Stored data
--- START ---
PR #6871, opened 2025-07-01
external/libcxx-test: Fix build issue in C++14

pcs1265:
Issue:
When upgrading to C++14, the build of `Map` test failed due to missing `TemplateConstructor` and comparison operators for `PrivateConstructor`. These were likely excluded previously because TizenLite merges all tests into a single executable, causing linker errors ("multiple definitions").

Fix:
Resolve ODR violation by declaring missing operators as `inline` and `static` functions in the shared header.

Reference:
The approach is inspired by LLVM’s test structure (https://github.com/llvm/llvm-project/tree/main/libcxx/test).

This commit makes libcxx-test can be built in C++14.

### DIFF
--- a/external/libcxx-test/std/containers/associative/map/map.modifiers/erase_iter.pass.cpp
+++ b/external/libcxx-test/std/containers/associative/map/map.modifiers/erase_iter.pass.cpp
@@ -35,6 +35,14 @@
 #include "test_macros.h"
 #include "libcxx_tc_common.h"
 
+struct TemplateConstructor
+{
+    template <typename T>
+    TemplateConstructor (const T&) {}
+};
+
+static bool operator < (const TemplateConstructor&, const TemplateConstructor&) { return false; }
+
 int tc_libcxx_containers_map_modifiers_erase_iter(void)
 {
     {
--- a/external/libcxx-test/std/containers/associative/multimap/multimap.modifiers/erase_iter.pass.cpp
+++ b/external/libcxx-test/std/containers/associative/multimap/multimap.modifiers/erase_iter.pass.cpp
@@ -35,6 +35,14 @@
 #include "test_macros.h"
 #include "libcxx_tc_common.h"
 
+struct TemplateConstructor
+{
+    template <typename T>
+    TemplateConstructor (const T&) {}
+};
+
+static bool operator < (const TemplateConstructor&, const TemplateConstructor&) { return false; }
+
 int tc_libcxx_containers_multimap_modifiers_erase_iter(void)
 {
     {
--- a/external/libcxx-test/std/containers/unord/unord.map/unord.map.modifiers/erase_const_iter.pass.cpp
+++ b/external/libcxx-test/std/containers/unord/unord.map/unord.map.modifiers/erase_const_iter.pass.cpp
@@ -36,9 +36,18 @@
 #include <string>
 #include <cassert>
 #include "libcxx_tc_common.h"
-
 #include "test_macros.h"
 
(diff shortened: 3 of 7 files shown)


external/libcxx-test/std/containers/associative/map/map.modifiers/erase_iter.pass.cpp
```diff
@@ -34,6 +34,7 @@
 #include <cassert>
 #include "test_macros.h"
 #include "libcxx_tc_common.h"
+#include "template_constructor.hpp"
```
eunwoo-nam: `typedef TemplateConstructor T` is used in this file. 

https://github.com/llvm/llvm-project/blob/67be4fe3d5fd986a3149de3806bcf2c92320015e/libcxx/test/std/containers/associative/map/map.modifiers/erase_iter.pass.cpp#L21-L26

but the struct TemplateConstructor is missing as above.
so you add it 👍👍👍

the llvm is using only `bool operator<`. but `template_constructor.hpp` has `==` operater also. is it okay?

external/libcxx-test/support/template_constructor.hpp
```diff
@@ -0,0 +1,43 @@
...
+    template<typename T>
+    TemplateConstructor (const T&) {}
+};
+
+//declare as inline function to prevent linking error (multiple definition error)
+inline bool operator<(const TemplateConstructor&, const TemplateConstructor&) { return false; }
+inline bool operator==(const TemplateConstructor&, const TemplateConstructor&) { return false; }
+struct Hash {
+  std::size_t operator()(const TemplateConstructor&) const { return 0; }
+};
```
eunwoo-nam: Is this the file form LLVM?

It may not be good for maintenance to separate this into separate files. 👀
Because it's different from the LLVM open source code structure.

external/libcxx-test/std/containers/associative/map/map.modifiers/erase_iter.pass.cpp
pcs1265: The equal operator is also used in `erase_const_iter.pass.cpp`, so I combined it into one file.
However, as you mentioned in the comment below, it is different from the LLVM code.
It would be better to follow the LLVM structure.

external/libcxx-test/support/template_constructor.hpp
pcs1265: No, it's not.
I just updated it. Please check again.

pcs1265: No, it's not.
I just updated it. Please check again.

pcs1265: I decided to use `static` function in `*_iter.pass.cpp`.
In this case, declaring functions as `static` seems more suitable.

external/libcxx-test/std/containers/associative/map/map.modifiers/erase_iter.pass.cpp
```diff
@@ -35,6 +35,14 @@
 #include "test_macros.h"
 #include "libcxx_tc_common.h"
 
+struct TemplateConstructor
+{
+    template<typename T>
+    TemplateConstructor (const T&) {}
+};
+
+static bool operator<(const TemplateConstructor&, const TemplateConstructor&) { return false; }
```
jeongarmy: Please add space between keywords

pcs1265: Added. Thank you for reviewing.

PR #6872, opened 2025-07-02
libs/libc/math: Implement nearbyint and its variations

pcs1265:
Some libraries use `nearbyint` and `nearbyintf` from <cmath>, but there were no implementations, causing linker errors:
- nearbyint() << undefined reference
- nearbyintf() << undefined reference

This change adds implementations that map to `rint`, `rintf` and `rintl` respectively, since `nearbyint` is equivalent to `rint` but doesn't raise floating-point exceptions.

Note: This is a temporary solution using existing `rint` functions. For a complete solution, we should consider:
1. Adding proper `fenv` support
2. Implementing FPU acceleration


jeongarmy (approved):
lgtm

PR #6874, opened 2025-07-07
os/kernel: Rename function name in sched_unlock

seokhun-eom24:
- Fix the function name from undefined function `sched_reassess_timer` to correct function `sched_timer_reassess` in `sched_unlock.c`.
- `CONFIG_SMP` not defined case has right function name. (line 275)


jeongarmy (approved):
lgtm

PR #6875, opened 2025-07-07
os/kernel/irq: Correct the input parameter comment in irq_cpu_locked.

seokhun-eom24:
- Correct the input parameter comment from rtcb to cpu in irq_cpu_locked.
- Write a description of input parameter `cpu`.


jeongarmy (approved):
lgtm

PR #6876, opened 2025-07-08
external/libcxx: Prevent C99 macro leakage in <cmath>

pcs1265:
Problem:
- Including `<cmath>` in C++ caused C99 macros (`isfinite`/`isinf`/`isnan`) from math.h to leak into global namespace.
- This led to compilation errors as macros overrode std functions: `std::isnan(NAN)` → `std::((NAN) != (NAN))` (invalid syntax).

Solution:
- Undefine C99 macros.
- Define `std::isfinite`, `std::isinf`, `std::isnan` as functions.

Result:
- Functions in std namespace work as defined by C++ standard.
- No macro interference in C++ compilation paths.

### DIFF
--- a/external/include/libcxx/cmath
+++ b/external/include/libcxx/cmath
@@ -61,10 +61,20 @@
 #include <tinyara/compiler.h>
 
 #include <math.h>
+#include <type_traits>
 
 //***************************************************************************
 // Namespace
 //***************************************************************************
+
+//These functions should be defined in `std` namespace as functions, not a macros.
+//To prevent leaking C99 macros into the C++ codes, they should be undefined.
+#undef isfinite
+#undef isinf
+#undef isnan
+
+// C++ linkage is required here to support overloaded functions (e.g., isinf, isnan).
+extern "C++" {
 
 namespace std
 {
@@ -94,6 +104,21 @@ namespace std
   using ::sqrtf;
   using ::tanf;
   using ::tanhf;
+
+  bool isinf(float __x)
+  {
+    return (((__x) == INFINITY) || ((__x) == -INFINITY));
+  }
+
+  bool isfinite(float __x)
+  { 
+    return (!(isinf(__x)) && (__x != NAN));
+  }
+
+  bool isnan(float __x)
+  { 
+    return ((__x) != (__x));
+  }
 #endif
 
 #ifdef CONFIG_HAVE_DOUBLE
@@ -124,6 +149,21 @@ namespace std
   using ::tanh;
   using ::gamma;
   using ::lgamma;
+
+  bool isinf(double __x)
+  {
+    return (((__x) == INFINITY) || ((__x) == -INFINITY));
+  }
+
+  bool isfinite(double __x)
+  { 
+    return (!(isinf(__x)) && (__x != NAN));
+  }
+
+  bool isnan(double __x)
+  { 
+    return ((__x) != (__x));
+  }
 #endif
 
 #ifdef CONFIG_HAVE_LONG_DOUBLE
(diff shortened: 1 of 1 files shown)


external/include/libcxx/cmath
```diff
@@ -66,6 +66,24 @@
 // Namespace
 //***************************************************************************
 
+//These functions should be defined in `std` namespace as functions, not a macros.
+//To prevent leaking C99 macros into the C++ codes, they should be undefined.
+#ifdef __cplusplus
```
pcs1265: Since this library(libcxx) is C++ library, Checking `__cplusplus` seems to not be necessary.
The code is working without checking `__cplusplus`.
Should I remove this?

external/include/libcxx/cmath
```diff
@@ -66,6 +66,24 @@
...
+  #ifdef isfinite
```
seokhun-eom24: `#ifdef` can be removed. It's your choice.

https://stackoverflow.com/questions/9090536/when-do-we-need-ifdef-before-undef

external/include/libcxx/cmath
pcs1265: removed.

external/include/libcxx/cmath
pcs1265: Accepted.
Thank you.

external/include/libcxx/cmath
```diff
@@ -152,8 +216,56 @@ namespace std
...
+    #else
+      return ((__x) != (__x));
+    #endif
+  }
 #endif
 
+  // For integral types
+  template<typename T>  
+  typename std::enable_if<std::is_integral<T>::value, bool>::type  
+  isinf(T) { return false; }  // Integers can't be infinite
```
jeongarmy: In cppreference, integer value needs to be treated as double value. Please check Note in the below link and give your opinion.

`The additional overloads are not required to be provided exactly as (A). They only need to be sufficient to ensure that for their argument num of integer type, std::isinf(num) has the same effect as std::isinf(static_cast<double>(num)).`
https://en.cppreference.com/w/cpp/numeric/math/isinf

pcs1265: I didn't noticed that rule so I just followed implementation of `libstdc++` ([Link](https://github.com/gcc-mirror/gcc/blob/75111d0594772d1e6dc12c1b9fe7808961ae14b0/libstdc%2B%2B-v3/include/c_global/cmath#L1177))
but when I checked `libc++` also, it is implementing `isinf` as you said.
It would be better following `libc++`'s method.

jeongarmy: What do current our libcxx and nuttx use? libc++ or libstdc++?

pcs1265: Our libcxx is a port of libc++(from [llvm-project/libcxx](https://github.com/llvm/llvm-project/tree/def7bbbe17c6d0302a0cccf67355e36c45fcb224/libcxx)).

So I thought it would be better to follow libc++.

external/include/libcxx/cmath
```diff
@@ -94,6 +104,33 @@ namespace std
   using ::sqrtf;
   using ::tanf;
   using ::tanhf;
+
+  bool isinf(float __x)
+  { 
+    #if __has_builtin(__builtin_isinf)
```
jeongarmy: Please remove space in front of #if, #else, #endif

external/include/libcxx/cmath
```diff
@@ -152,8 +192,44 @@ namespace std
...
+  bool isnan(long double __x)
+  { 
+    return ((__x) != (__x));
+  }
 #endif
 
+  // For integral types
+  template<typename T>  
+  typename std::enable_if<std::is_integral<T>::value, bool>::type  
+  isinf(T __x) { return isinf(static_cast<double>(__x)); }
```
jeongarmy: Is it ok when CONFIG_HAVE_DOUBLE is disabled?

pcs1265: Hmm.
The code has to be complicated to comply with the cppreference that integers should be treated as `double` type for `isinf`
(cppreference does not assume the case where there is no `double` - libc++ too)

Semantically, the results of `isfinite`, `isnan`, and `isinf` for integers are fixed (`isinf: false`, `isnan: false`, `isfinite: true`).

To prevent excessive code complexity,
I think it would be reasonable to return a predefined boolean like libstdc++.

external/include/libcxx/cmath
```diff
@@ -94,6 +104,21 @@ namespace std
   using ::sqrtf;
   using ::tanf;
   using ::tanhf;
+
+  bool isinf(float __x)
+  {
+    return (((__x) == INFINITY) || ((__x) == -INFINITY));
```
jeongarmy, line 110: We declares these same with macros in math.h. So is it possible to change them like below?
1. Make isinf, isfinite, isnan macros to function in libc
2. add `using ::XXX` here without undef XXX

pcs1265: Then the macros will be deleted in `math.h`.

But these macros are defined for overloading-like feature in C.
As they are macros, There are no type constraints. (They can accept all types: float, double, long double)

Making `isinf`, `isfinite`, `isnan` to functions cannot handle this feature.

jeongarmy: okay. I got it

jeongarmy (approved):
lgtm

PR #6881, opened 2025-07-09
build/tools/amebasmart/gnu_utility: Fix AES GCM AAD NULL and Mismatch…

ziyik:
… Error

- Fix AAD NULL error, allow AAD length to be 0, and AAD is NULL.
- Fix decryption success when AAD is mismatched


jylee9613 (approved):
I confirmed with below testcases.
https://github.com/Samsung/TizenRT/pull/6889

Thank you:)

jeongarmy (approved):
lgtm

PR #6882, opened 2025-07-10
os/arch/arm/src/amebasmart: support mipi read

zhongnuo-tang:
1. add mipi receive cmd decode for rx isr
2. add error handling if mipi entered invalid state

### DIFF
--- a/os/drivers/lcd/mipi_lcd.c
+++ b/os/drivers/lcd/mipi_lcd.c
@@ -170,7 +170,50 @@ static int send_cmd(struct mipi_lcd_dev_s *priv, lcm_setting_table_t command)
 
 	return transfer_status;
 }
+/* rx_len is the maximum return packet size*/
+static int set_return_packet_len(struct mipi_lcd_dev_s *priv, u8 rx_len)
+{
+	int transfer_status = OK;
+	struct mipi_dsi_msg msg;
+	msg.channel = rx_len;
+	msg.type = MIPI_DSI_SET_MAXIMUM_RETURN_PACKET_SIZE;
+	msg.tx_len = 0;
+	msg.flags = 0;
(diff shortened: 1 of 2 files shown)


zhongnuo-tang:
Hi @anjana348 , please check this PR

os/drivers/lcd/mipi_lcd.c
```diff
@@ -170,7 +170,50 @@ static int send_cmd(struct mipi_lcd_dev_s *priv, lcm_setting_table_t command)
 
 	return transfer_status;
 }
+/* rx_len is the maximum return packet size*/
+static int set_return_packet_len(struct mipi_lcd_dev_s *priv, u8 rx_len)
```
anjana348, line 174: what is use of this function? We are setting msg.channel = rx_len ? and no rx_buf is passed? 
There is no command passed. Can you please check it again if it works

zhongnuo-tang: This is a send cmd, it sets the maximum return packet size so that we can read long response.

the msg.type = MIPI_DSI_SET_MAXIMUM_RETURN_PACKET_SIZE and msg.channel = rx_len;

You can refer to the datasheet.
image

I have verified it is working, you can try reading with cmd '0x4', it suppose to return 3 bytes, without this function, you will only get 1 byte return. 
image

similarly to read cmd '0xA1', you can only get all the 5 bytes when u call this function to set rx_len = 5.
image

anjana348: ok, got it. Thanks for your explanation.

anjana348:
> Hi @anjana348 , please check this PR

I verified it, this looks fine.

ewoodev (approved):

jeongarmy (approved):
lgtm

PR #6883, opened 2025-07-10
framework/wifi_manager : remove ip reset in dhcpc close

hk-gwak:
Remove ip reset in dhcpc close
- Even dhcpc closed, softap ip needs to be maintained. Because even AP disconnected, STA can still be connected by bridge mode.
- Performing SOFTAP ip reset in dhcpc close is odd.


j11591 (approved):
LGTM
--- END ---
What is needed >> Find every line of the data that includes the string "working". Copy each of those lines.

Written response >>
The code is working without checking `__cplusplus`.
I have verified it is working, you can try reading with cmd '0x4', it suppose to return 3 bytes, without this function, you will only get 1 byte return. 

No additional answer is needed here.